The mayor of Mesa lured five liberal-arts colleges to town as part of a creative strategy to boost local economic activity and to keep smart students in the region.

National Journal
Sommer Mathis
Jan. 29, 2014, 4:30 a.m.

This art­icle is part of a weeklong Amer­ica 360 series on Mesa.

MESA, Ar­iz. — There was a time when Lesly Her­rera, 18, dreamed of go­ing to col­lege out of state. As the first mem­ber of her fam­ily to pur­sue a bach­el­or’s de­gree, she knew she wanted a school that offered small class sizes and per­son­al at­ten­tion, but she also wanted the full col­lege ex­per­i­ence — liv­ing on cam­pus and the op­por­tun­ity to make friends with people from a wide vari­ety of back­grounds. She had her eye on a num­ber of small, private, re­li­gious schools across the coun­try, places like Grace­land Uni­versity in La­moni, Iowa.

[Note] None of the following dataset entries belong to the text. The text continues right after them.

PR #2500, opened 2025-05-21
Thin conductor thickness in LossyMetalMedium

weiliangjin2021:
Not sure how useful this feature is, but it seems to be a common option. The implementation here is based on the formula  [here](https://www.jpier.org/ac_api/download.php?id=0007011).

When I try computing attenuation constant of a CPW of 1 micron thickness, I need to set the thickness here to be 0.25 micron to get a good match.

### DIFF
--- a/CHANGELOG.md
+++ b/CHANGELOG.md
@@ -10,6 +10,7 @@ and this project adheres to [Semantic Versioning](https://semver.org/spec/v2.0.0
 ### Added
 
 - Added `eps_lim` keyword argument to `Simulation.plot_eps()` for manual control over the permittivity color limits.
+- Added `thickness` parameter to `LossyMetalMedium` for computing surface impedance of a thin conductor.
 
 ### Changed
 - Relaxed bounds checking of path integrals during `WavePort` validation.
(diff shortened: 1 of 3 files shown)


prashkh (approved):
Thanks for adding this feature! Looks good and helps us to have feature parity to what you get for finite conductivity BC in other software.

dmarek-flex:
> When I try computing attenuation constant of a CPW of 1 micron thickness, I need to set the thickness here to be 0.25 micron to get a good match.

At all frequencies?

My concern is that it will not be accurate for surfaces that are not normal to the "thickness" of the metal, but I suppose the large surfaces normal to the thickness direction will contribute more, so overall this is probably closer to reality.

dmarek-flex (approved):
add unit test?

weiliangjin2021:
> My concern is that it will not be accurate for surfaces that are not normal to the "thickness" of the metal, but I suppose the large surfaces normal to the thickness direction will contribute more, so overall this is probably closer to reality.

Yeah, that's the main assumption under this formulation: the wave is assumed to mainly vary along the normal direction.

weiliangjin2021:
> At all frequencies?

You are right, not at all frequencies. To match lower frequency, the thickness should be closer to physical thickness.

PR #2501, opened 2025-05-22
chore: add coverage report action to local tests

frederikschubertflex:
I added this Github [action](https://github.com/insightsengineering/coverage-action?tab=readme-ov-file) to post a comment with the coverage report to the PR when running the `local_tests`. What do you think about this and do you want it to fail if the coverage falls below a certain threshold?


yaugenst-flex:
Yeah I think this is good. Another option would be to fail if a PR decreases coverage?

frederikschubertflex:
Yes, I thought about this as well, but I think you need some margin around that in case a PR adds simple boilerplate. So a coverage of over 90% is fine I guess and we should look into the integration or e2e tests. If the unit test suite succeeds at 90% coverage but the integration/e2e tests fail, we should take this as a signal that the unit test suite needs to be improved upon.

daquinteroflex:
This is good and can integrate for now! It'd be nice if we can also generate coverage for the diffed files per PR so people know what they need to test more if they can.

daquinteroflex (approved):

frederikschubertflex:
> It'd be nice if we can also generate coverage for the diffed files per PR so people know what they need to test more if they can.

Good idea! I am going to add this as it should not be too difficult.

daquinteroflex:
This is great!

frederikschubertflex:
https://github.com/flexcompute/tidy3d/pull/2501#issuecomment-2901052420 is an example of the report that is going to be generated whenever there are `*.py` files changed in the project.

yaugenst-flex (approved):

PR #2503, opened 2025-05-22
fix shaping of custom medium derivatives

groberts-flex:
Rahul ran into a problem last week (I believe when implementing the clip operations) where the eps_data he was using sometimes had more than one entry in the frequency dimension and then the shaping of the overall derivative was incorrect when using _derivative_field_cmp. This wasn't an issue in the current adjoint flow as far as I'm aware, but to be safe, this PR updates to only use the spatial coordinates now to get the shape for times when multifrequency datasets are passed into the function.

### DIFF
--- a/CHANGELOG.md
+++ b/CHANGELOG.md
@@ -18,6 +18,7 @@ and this project adheres to [Semantic Versioning](https://semver.org/spec/v2.0.0
 
 ### Fixed
 - Fixed bug in broadband adjoint source creation when forward simulation had a pulse amplitude greater than 1 or a nonzero pulse phase.
+- Fixed shaping of `CustomMedium` gradients when permittivity data includes a frequency dimension with multiple entries.
 
 ### Changed
 - Relaxed bounds checking of path integrals during `WavePort` validation.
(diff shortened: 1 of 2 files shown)


CHANGELOG.md
```diff
@@ -41,6 +41,7 @@ and this project adheres to [Semantic Versioning](https://semver.org/spec/v2.0.0
 - Fixed issue with `CustomMedium` gradients where other frequencies would wrongly contribute to the gradient.
 - Fixed bug when computing `PolySlab` bounds in plotting functions.
 - Fixed bug in broadband adjoint source creation when forward simulation had a pulse amplitude greater than 1 or a nonzero pulse phase.
+- Fixed shaping of `CustomMedium` gradients when permittivity data includes a frequency dimension with multiple entries.
```
yaugenst-flex: Needs to go under "Unreleased"

yaugenst-flex (approved):
Thanks!

CHANGELOG.md
```diff
@@ -43,6 +44,7 @@ and this project adheres to [Semantic Versioning](https://semver.org/spec/v2.0.0
 ### Fixed
 - Fixed issue with `CustomMedium` gradients where other frequencies would wrongly contribute to the gradient.
 - Fixed bug when computing `PolySlab` bounds in plotting functions.
+- Fixed bug in broadband adjoint source creation when forward simulation had a pulse amplitude greater than 1 or a nonzero pulse phase.
```
yaugenst-flex: needs to be removed

groberts-flex: thanks, removed! not sure why these repeated ones keep getting into the changelog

“I didn’t ap­ply to ASU,” she says of Tempe-based Ari­zona State Uni­versity, the be­hemoth pub­lic uni­versity just eight miles down the road from her Mesa high school. “It’s just too big.”

In the end, though, Her­rera stayed even closer to home. Last fall, she en­rolled as a psy­cho­logy ma­jor in the very first fresh­man class — a small group of only 70 stu­dents — at Be­ne­dict­ine Uni­versity‘s new branch cam­pus in down­town Mesa. A $10,000 an­nu­al schol­ar­ship through the city’s nas­cent Mesa Edu­cates U ini­ti­at­ive ul­ti­mately sealed the deal.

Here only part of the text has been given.